[DATA SECTION]
PR #160, opened 2017-05-01
validate & recreate SA keys if necessary

danielnorberg:
Also makes SA key secret checking and creation single threaded to avoid concurrent executions of workflows using the same service account from stepping on each others feet.

### DIFF
--- a/styx-scheduler-service/src/main/java/com/spotify/styx/ServiceAccountKeyManager.java
+++ b/styx-scheduler-service/src/main/java/com/spotify/styx/ServiceAccountKeyManager.java
@@ -20,6 +20,7 @@
 
 package com.spotify.styx;
 
+import com.google.api.client.googleapis.json.GoogleJsonResponseException;
 import com.google.api.services.iam.v1.Iam;
 import com.google.api.services.iam.v1.model.CreateServiceAccountKeyRequest;
 import com.google.api.services.iam.v1.model.ServiceAccountKey;
@@ -41,6 +42,33 @@ public class ServiceAccountKeyManager {
   public ServiceAccountKey createP12Key(String serviceAccount) throws IOException {
     return createKey(serviceAccount, new CreateServiceAccountKeyRequest()
         .setPrivateKeyType("TYPE_PKCS12_FILE"));
+  }
+
+  public boolean serviceAccountExists(String serviceAccount) throws IOException {
+    try {
+      iam.projects().serviceAccounts().get("projects/-/serviceAccounts/" + serviceAccount)
+          .execute();
+      return true;
+    } catch (GoogleJsonResponseException e) {
+      if (e.getStatusCode() == 404) {
+        return false;
+      }
+      throw e;
+    }
+  }
+
+  public boolean keyExists(String keyName) throws IOException {
+    try {
+      iam.projects().serviceAccounts().keys()
+          .get(keyName)
+          .execute();
+      return true;
+    } catch (GoogleJsonResponseException e) {
+      if (e.getStatusCode() == 404) {
+        return false;
+      }
+      throw e;
+    }
   }
 
   private ServiceAccountKey createKey(String serviceAccount,
--- a/styx-scheduler-service/src/main/java/com/spotify/styx/docker/KubernetesDockerRunner.java
+++ b/styx-scheduler-service/src/main/java/com/spotify/styx/docker/KubernetesDockerRunner.java
@@ -23,6 +23,7 @@ package com.spotify.styx.docker;
 import static com.spotify.styx.docker.KubernetesPodEventTranslator.translate;
 import static com.spotify.styx.serialization.Json.OBJECT_MAPPER;
 import static com.spotify.styx.state.RunState.State.RUNNING;
+import static java.nio.charset.StandardCharsets.UTF_8;
 import static java.util.stream.Collectors.toSet;
 
 import com.fasterxml.jackson.core.JsonProcessingException;
@@ -67,7 +68,6 @@ import io.fabric8.kubernetes.client.Watch;
 import io.fabric8.kubernetes.client.Watcher;
 import java.io.IOException;
 import java.net.ProtocolException;
-import java.nio.charset.StandardCharsets;
 import java.util.Arrays;
 import java.util.List;
 import java.util.Map;
@@ -80,15 +80,11 @@ import java.util.concurrent.Executors;
 import java.util.concurrent.ScheduledExecutorService;
 import java.util.concurrent.ThreadFactory;
 import java.util.concurrent.TimeUnit;
-import org.slf4j.Logger;
-import org.slf4j.LoggerFactory;
 
 /**
  * A {@link DockerRunner} implementation that submits container executions to a Kubernetes cluster.
  */
 class KubernetesDockerRunner implements DockerRunner {
-
-  private static final Logger logger = LoggerFactory.getLogger(KubernetesDockerRunner.class);
 
   private static final String NAMESPACE = "default";
   static final String STYX_RUN = "styx-run";
@@ -130,6 +126,8 @@ class KubernetesDockerRunner implements DockerRunner {
 
   private Watch watch;
 
+  private final Object secretMutationLock = new Object() {};
+
   KubernetesDockerRunner(NamespacedKubernetesClient client, StateManager stateManager, Stats stats,
       ServiceAccountKeyManager serviceAccountKeyManager, int pollPodsIntervalSeconds) {
     this.stateManager = Objects.requireNonNull(stateManager);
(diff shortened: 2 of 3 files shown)


danielnorberg:
@honnix PTAL

styx-scheduler-service/src/main/java/com/spotify/styx/ServiceAccountKeyManager.java
```diff
@@ -43,6 +44,20 @@ public ServiceAccountKey createP12Key(String serviceAccount) throws IOException
         .setPrivateKeyType("TYPE_PKCS12_FILE"));
   }
 
+  public boolean keyExists(String serviceAccount, String keyName) throws IOException {
+    try {
+      ServiceAccountKey key = iam.projects().serviceAccounts().keys()
```
honnix: no need of this variable.

styx-scheduler-service/src/main/java/com/spotify/styx/docker/KubernetesDockerRunner.java
```diff
@@ -208,7 +168,120 @@ private void ensureSecrets(WorkflowInstance workflowInstance, RunSpec runSpec) {
...
+    final String jsonKeyJson = data.get(STYX_WORKFLOW_SA_JSON_KEY);
+    final String p12KeyJson = data.get(STYX_WORKFLOW_SA_P12_KEY);
+    if (jsonKeyJson == null || p12KeyJson == null) {
+      return false;
+    }
+
+    final ServiceAccountKey jsonKey;
+    final ServiceAccountKey p12Key;
+    try {
+      jsonKey = Json.OBJECT_MAPPER.readValue(jsonKeyJson, ServiceAccountKey.class);
```
honnix: It's only private key gets stored in kube secret, not the complete JSON. https://github.com/spotify/styx/pull/160/files#diff-d96c43ca98b2c4d50df1a802530ab077R266

Get key name from annotation instead?

styx-scheduler-service/src/main/java/com/spotify/styx/docker/KubernetesDockerRunner.java
```diff
@@ -208,7 +168,120 @@ private void ensureSecrets(WorkflowInstance workflowInstance, RunSpec runSpec) {
...
+          workflowInstance.workflowId(), e);
+      return false;
+    }
+
+    final boolean keysExist;
+    try {
+      keysExist = serviceAccountKeyManager.keyExists(serviceAccount, jsonKey.getName())
+          && serviceAccountKeyManager.keyExists(serviceAccount, p12Key.getName());
+    } catch (IOException e) {
+      throw new RuntimeException(e);
```
honnix: Let's stick to `InvalidExecutionException`.

styx-scheduler-service/src/test/java/com/spotify/styx/docker/KubernetesDockerRunnerTest.java
```diff
@@ -25,9 +25,11 @@
 import static com.spotify.styx.docker.KubernetesPodEventTranslatorTest.running;
 import static com.spotify.styx.docker.KubernetesPodEventTranslatorTest.terminated;
 import static com.spotify.styx.docker.KubernetesPodEventTranslatorTest.waiting;
+import static java.nio.charset.StandardCharsets.UTF_8;
```
honnix: Unused import

styx-scheduler-service/src/main/java/com/spotify/styx/docker/KubernetesDockerRunner.java
```diff
@@ -155,49 +152,12 @@ public String start(WorkflowInstance workflowInstance, RunSpec runSpec) throws I
...
-    }
+    ensureServiceAccountKeySecret(workflowInstance, runSpec);
+    ensureCustomSecret(workflowInstance, runSpec);
+  }
 
-    if (runSpec.secret().isPresent()) {
-      final WorkflowConfiguration.Secret specSecret = runSpec.secret().get();
+  private void ensureCustomSecret(WorkflowInstance workflowInstance, RunSpec runSpec) {
+    runSpec.secret().ifPresent(specSecret -> {
       final Secret secret = client.secrets().withName(specSecret.name()).get();
```
honnix: Feel like to incorporate this check https://github.com/spotify/styx/pull/153/files#diff-d96c43ca98b2c4d50df1a802530ab077R160 ? Or I can open another PR after this one has been merged. Having #153 opened doesn't make much sense due to the massive change brought by this PR.

styx-scheduler-service/src/main/java/com/spotify/styx/docker/KubernetesDockerRunner.java
```diff
@@ -208,7 +168,120 @@ private void ensureSecrets(WorkflowInstance workflowInstance, RunSpec runSpec) {
         LOG.info("[AUDIT] Workflow {} refers to secret {}",
                  workflowInstance.workflowId(), specSecret.name());
       }
+    });
+  }
+
+  private void ensureServiceAccountKeySecret(WorkflowInstance workflowInstance, RunSpec runSpec) {
```
honnix: So as we discussed, this method is supposed to be `synchronized` as the first simplest approach.

danielnorberg:
@honnix PTAL again

honnix:
@bergman PTAL as well

styx-scheduler-service/src/main/java/com/spotify/styx/ServiceAccountKeyManager.java
```diff
@@ -43,6 +44,33 @@ public ServiceAccountKey createP12Key(String serviceAccount) throws IOException
...
+  public boolean serviceAccountExists(String serviceAccount) throws IOException {
+    try {
+      iam.projects().serviceAccounts().get("projects/-/serviceAccounts/" + serviceAccount)
+          .execute();
+      return true;
+    } catch (GoogleJsonResponseException e) {
+      if (e.getStatusCode() == 404) {
+        return false;
+      }
+      throw e;
```
ulzha: In most of the code we use `throw Throwables.propagate(e)`...

honnix: There was a discussion that `Throwables.propagate` has been deprecated by Google. Also in this case we don't need a `RuntimeException` I think.

styx-scheduler-service/src/main/java/com/spotify/styx/docker/KubernetesDockerRunner.java
```diff
@@ -215,12 +185,101 @@ private void ensureSecrets(WorkflowInstance workflowInstance, RunSpec runSpec) {
...
+    }
+
+    final String serviceAccount = runSpec.serviceAccount().get();
+
+    // Check that the service account exists
+    final boolean serviceAccountExists = serviceAccountKeyManager.serviceAccountExists(serviceAccount);
+    if (!serviceAccountExists) {
+      LOG.error("[AUDIT] Workflow {} refers to non-existent service account {}", workflowInstance.workflowId(),
+          serviceAccount);
+      throw new InvalidExecutionException("Referenced service account '" + serviceAccount + "' was not found");
```
ulzha: Inconsistent quoting (here `'`s surround service account and not elsewhere) :] I do see that this was unchanged in this PR though.

honnix: Good catch. I don't think there is a need to quote. It's a full string without any space anyway.

styx-scheduler-service/src/main/java/com/spotify/styx/docker/KubernetesDockerRunner.java
```diff
@@ -215,12 +186,101 @@ private void ensureSecrets(WorkflowInstance workflowInstance, RunSpec runSpec) {
...
+
+      // Check if we have a valid service account key secret already
+      final Secret existingSecret = client.secrets().withName(secretName).get();
+      if (existingSecret != null) {
+
+        if (serviceAccountKeysExist(existingSecret)) {
+          return;
+        }
+
+        LOG.warn("[AUDIT] Service account keys have been deleted for {}, recreating",
```
ulzha: This is a lie the first time round, they just haven't been created, right?

ulzha: Also it seems noisy to `warn` about it - isn't `info` more appropriate, as key rotation is legitimate business?

(Suggested convention: `error` for internal errors, "this line should never happen" type of things; `warn` for external errors that will stop workflows from running if they persist; `info` or lower for everything else.)

honnix: If the keys are not created the secret shouldn't be in kube. We check secret first.

honnix: Yeah. That I agree.

styx-scheduler-service/src/main/java/com/spotify/styx/docker/KubernetesDockerRunner.java
```diff
@@ -215,12 +186,101 @@ private void ensureSecrets(WorkflowInstance workflowInstance, RunSpec runSpec) {
...
+
+      final Map<String, String> keys = ImmutableMap.of(
+          STYX_WORKFLOW_SA_JSON_KEY, jsonKey.getPrivateKeyData(),
+          STYX_WORKFLOW_SA_P12_KEY, p12Key.getPrivateKeyData()
+      );
+
+      final Map<String, String> annotations = ImmutableMap.of(
+          STYX_WORKFLOW_SA_JSON_KEY_NAME_ANNOTATION, jsonKey.getName(),
+          STYX_WORKFLOW_SA_P12_KEY_NAME_ANNOTATION, p12Key.getName(),
+          STYX_WORKFLOW_SA_SECRET_ANNOTATION, serviceAccount
```
ulzha: Isn't it confusing to call it "secret annotation" if it stores serviceAccount? I expect "SA_ID_ANNOTATION" or "SA_ANNOTATION".

honnix: Yeah. Confusing indeed. Will fix.

styx-scheduler-service/src/main/java/com/spotify/styx/docker/KubernetesDockerRunner.java
```diff
@@ -215,12 +186,101 @@ private void ensureSecrets(WorkflowInstance workflowInstance, RunSpec runSpec) {
...
+          .withNewMetadata()
+          .withName(secretName)
+          .withAnnotations(annotations)
+          .endMetadata()
+          .withData(keys)
+          .build();
+
+      client.secrets().create(newSecret);
+
+      LOG.info("[AUDIT] Secret {} created for {} referred to by workflow {}",
```
ulzha: "For" might read ambiguously, as in "for [use by this service account]", while it's actually "storing [this service account's private key!!!11]".

styx-scheduler-service/src/test/java/com/spotify/styx/docker/KubernetesDockerRunnerTest.java
```diff
@@ -192,6 +204,24 @@ public void shouldThrowIfSecretNotExist() throws IOException, StateManager.IsClo
...
+  public void shouldThrowIfMountToReservedPath() throws IOException, StateManager.IsClosed {
+    when(secrets.withName(any(String.class))).thenReturn(namedResource);
+    when(namedResource.get()).thenReturn(null);
+    when(k8sClient.secrets()).thenReturn(secrets);
+    Pod createdPod = KubernetesDockerRunner.createPod(WORKFLOW_INSTANCE, RUN_SPEC_WITH_SECRET_AND_SA);
+    when(pods.create(any(Pod.class))).thenReturn(createdPod);
+
+    stateManager.receive(Event.terminate(WORKFLOW_INSTANCE, Optional.of(0)));
+    stateManager.receive(Event.success(WORKFLOW_INSTANCE));
+    kdr.close();
```
ulzha: Why here too? It seems it's done in `tearDown`?

honnix: In general cases we create in setup and for a few cases the default is not good enough so we close it and create a new one. Not very good indeed. Shall we address this in separated PR?

ulzha:
LGTM apart from those naming and wording nitpickings.

styx-scheduler-service/src/main/java/com/spotify/styx/docker/KubernetesDockerRunner.java
honnix: How about "Secret [secret1] created to store keys of [sa] referred by ..."?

[GOAL OF THE EXERCISE]
Only the lines from the start of the material through the line containing "import static java.util.stream.Collectors.toSet;" belong in the answer, each copied exactly.

[RESPONSE BELOW]
PR #160, opened 2017-05-01
validate & recreate SA keys if necessary

danielnorberg:
Also makes SA key secret checking and creation single threaded to avoid concurrent executions of workflows using the same service account from stepping on each others feet.

### DIFF
--- a/styx-scheduler-service/src/main/java/com/spotify/styx/ServiceAccountKeyManager.java
+++ b/styx-scheduler-service/src/main/java/com/spotify/styx/ServiceAccountKeyManager.java
@@ -20,6 +20,7 @@
 
 package com.spotify.styx;
 
+import com.google.api.client.googleapis.json.GoogleJsonResponseException;
 import com.google.api.services.iam.v1.Iam;
 import com.google.api.services.iam.v1.model.CreateServiceAccountKeyRequest;
 import com.google.api.services.iam.v1.model.ServiceAccountKey;
@@ -41,6 +42,33 @@ public class ServiceAccountKeyManager {
   public ServiceAccountKey createP12Key(String serviceAccount) throws IOException {
     return createKey(serviceAccount, new CreateServiceAccountKeyRequest()
         .setPrivateKeyType("TYPE_PKCS12_FILE"));
+  }
+
+  public boolean serviceAccountExists(String serviceAccount) throws IOException {
+    try {
+      iam.projects().serviceAccounts().get("projects/-/serviceAccounts/" + serviceAccount)
+          .execute();
+      return true;
+    } catch (GoogleJsonResponseException e) {
+      if (e.getStatusCode() == 404) {
+        return false;
+      }
+      throw e;
+    }
+  }
+
+  public boolean keyExists(String keyName) throws IOException {
+    try {
+      iam.projects().serviceAccounts().keys()
+          .get(keyName)
+          .execute();
+      return true;
+    } catch (GoogleJsonResponseException e) {
+      if (e.getStatusCode() == 404) {
+        return false;
+      }
+      throw e;
+    }
   }
 
   private ServiceAccountKey createKey(String serviceAccount,
--- a/styx-scheduler-service/src/main/java/com/spotify/styx/docker/KubernetesDockerRunner.java
+++ b/styx-scheduler-service/src/main/java/com/spotify/styx/docker/KubernetesDockerRunner.java
@@ -23,6 +23,7 @@ package com.spotify.styx.docker;
 import static com.spotify.styx.docker.KubernetesPodEventTranslator.translate;
 import static com.spotify.styx.serialization.Json.OBJECT_MAPPER;
 import static com.spotify.styx.state.RunState.State.RUNNING;
+import static java.nio.charset.StandardCharsets.UTF_8;
 import static java.util.stream.Collectors.toSet;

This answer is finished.